--- START ---

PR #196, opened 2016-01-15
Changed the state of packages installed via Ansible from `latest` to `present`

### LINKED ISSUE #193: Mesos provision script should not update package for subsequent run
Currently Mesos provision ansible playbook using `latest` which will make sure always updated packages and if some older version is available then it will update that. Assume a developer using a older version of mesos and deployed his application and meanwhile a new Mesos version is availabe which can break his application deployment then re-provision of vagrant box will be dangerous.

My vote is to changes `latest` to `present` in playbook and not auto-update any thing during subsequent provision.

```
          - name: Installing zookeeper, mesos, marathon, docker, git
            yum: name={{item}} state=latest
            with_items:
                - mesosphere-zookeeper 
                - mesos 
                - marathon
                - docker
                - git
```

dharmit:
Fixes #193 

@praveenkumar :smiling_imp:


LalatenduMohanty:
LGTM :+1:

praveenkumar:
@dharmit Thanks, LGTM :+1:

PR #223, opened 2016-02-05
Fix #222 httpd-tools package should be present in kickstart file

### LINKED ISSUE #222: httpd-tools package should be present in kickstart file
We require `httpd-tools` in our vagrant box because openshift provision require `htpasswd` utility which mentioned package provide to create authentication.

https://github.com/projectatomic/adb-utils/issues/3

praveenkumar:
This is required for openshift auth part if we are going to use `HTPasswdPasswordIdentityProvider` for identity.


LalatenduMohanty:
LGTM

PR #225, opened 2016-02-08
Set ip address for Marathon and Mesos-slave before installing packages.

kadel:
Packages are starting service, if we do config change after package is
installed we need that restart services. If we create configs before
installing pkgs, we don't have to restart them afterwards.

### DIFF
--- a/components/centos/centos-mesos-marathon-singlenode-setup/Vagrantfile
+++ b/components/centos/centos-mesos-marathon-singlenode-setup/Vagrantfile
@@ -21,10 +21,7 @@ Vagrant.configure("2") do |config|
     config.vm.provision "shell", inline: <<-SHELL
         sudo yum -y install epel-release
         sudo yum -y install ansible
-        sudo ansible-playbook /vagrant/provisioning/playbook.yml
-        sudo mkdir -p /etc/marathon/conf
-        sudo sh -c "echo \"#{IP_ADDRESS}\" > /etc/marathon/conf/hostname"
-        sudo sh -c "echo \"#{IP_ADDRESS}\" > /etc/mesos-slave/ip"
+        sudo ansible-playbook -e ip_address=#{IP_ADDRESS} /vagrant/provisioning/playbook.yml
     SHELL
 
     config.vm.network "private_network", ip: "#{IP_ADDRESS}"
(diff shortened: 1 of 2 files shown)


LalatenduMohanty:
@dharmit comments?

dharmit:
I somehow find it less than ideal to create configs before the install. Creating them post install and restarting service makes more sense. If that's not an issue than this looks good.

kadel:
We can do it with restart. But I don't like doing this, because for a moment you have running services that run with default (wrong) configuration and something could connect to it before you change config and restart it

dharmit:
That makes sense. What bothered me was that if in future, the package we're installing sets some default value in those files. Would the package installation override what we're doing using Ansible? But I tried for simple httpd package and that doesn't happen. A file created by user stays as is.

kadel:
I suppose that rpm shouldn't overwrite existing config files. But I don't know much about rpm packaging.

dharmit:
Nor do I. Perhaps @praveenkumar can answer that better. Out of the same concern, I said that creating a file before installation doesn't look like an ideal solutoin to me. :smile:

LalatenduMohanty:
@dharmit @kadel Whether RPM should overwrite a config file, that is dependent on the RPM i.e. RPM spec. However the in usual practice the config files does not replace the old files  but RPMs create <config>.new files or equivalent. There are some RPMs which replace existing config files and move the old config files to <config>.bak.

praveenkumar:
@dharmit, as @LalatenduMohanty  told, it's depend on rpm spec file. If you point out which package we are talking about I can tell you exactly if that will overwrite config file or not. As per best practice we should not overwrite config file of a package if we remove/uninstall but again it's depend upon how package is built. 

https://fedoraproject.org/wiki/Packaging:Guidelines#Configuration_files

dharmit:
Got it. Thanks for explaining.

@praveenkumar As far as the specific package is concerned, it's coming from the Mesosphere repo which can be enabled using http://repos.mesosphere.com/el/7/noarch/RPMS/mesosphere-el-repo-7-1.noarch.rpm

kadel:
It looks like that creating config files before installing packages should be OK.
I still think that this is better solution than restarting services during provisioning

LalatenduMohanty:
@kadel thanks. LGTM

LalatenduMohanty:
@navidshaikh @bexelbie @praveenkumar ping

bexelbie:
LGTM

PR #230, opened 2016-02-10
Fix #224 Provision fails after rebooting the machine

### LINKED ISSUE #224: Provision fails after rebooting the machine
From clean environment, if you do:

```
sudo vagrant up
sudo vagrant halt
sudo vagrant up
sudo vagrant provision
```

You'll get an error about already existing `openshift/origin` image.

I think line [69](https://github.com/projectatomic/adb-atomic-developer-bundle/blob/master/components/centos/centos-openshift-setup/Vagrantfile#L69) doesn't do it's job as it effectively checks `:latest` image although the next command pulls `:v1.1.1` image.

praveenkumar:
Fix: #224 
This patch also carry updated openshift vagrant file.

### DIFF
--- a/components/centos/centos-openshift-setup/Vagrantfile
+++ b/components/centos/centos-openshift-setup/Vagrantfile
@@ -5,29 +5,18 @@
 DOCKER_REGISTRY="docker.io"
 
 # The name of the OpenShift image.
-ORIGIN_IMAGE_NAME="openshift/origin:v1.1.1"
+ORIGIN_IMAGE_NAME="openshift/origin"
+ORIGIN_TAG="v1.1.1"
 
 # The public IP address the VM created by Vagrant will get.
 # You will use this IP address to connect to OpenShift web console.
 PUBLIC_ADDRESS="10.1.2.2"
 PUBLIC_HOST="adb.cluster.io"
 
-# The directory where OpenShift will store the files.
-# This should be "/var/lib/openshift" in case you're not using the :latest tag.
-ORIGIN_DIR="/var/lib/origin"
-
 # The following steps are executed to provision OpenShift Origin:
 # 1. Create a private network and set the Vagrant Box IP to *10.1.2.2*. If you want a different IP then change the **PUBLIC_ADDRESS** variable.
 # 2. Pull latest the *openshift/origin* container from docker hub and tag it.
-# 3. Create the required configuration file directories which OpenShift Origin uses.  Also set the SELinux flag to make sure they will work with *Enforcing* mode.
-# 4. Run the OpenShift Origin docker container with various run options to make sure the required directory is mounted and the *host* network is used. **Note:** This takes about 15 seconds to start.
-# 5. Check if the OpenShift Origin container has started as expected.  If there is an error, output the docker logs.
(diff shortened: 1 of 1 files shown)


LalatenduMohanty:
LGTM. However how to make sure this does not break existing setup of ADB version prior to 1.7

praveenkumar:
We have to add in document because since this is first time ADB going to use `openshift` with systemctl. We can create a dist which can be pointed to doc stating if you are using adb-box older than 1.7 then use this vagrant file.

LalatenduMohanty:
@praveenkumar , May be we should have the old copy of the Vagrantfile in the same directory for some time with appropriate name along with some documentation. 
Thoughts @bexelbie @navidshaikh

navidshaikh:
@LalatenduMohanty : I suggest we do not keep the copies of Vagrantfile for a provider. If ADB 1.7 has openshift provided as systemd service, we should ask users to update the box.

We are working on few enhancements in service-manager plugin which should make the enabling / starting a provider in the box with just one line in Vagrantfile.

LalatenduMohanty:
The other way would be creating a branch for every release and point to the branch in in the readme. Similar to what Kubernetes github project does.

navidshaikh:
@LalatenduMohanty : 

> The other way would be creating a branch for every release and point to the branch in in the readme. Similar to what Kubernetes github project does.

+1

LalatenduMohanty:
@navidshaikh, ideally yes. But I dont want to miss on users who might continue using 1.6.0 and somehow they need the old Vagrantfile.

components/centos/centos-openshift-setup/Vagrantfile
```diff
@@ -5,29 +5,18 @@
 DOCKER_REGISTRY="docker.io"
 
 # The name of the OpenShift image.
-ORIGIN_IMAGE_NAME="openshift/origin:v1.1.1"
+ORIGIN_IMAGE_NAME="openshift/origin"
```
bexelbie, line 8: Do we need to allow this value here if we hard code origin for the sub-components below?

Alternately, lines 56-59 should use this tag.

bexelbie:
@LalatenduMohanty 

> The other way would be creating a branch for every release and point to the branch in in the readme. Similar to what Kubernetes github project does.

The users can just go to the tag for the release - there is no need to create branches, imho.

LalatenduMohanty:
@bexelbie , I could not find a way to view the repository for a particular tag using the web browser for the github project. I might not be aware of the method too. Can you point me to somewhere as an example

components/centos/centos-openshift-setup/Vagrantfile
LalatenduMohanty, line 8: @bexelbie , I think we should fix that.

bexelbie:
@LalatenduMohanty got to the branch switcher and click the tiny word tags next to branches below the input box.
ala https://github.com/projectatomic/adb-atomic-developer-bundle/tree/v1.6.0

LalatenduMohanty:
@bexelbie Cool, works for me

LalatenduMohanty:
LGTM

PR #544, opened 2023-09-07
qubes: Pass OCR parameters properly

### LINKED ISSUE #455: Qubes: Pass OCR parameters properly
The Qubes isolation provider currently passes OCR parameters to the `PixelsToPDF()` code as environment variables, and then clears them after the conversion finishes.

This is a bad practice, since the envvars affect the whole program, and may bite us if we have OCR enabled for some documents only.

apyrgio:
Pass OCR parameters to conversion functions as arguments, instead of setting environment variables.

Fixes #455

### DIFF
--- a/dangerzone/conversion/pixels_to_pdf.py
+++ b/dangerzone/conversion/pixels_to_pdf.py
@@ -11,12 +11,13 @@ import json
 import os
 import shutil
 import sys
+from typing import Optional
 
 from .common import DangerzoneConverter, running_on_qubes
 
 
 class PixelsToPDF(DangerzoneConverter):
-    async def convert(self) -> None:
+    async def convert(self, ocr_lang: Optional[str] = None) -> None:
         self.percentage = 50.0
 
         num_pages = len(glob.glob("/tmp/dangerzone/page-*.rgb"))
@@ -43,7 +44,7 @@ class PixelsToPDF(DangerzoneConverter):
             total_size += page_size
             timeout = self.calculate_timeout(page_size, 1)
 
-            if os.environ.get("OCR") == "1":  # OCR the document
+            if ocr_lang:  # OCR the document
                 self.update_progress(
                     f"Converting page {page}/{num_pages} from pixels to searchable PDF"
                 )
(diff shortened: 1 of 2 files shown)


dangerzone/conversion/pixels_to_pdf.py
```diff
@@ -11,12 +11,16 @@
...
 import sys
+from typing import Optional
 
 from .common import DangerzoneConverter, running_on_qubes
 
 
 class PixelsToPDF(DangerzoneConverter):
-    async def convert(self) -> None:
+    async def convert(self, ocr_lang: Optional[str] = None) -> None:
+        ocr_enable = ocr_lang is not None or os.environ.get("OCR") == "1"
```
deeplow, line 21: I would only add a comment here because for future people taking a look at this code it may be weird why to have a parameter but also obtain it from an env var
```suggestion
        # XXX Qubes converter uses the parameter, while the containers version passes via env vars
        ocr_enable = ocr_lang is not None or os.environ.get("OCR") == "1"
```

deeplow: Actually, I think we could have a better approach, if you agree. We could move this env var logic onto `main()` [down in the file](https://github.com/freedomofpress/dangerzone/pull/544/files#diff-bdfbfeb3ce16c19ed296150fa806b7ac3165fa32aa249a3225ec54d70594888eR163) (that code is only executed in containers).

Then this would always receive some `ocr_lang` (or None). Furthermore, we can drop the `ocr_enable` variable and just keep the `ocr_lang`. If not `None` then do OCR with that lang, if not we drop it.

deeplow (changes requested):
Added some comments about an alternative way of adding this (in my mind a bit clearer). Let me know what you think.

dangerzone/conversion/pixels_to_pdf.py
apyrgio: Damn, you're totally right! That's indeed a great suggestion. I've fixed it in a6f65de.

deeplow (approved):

--- END ---

--- ASSIGNMENT ---
Give back exactly the lines above, from the line containing "# 2. Pull latest" through the line containing "-# 4. Run the", with both end lines and nothing more.

--- ANSWER FOR THIS EXERCISE ---
 # 2. Pull latest the *openshift/origin* container from docker hub and tag it.
-# 3. Create the required configuration file directories which OpenShift Origin uses.  Also set the SELinux flag to make sure they will work with *Enforcing* mode.
-# 4. Run the OpenShift Origin docker container with various run options to make sure the required directory is mounted and the *host* network is used. **Note:** This takes about 15 seconds to start.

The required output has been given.